Mathematica includes code to draw various whimsical images. For example, if you enter the following command in Mathematica

    Entity["PopularCurve", "DragonflyCurve"][
        EntityProperty["PopularCurve", "Image"]]

you get an image of a dragonfly.

It draws such images with Fourier series. You can tell by asking for the parameterization of the curve. If you enter

    Entity["PopularCurve", "DragonflyCurve"][
        EntityProperty["PopularCurve", "ParametricEquations"]]

you’ll get the following, after some rearrangement.

    Function[t, {
        (7714/27) Sin[47/20 - t] + (1527/37) Sin[16/5 - 2t] + 
        (3202/39) Sin[108/41 - 3t] + … + 2/9 Sin[15/19 - 81 t], 
        (9406/37) Sin[29/7 - t] + (3591/53) Sin[28/13 - 2t] + 
        (1111/20) Sin[9/23 - 3t] + … -(3/29) Sin[8/23 + 81 t]
        }]

The function is a parameterized curve, taking t to (x(t), y(t)) where x(t) and y(t) are Fourier series including frequencies up to sin(81t). Each of the sine terms has a phase shift that could be eliminated by expressing sin(φ + ωt) as a linear combination of sin(ωt) and cos(ωt).

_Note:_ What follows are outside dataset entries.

PR #2389, opened 2022-03-29
Adds MultipleForcings and AdvectiveForcing

### LINKED ISSUE #2136: Specifying multiple forcings for a model field
Mentioned in #2134, I want to include both a `Relaxation` and `Forcing` for a velocity component, specifically a sponge layer at the top and bottom of the domain and a forcing function within the non-sponge domain.

One potential syntax for this suggested by @glwagner is passing a tuple to the model constructor:  
```
forcing = (; u = (u_relaxation, u_sponge)),
```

Presumably somebody drew the dragonfly, say in Adobe Illustrator or Inkscape, then did a Fourier transform of a sampling of the curve.

To make sure Mathematica wasn’t doing anything behind the scenes that I wasn’t aware of, I reproduced the dragonfly curve by porting the Mathematica code to Python.

The number of Fourier components needed to draw an image depends on the smoothness and complexity of the image. The curve for π, for example, the highest frequency component is sin(32t).

The triceratops curve is more complicated and Mathematica uses frequencies up to sin(188t).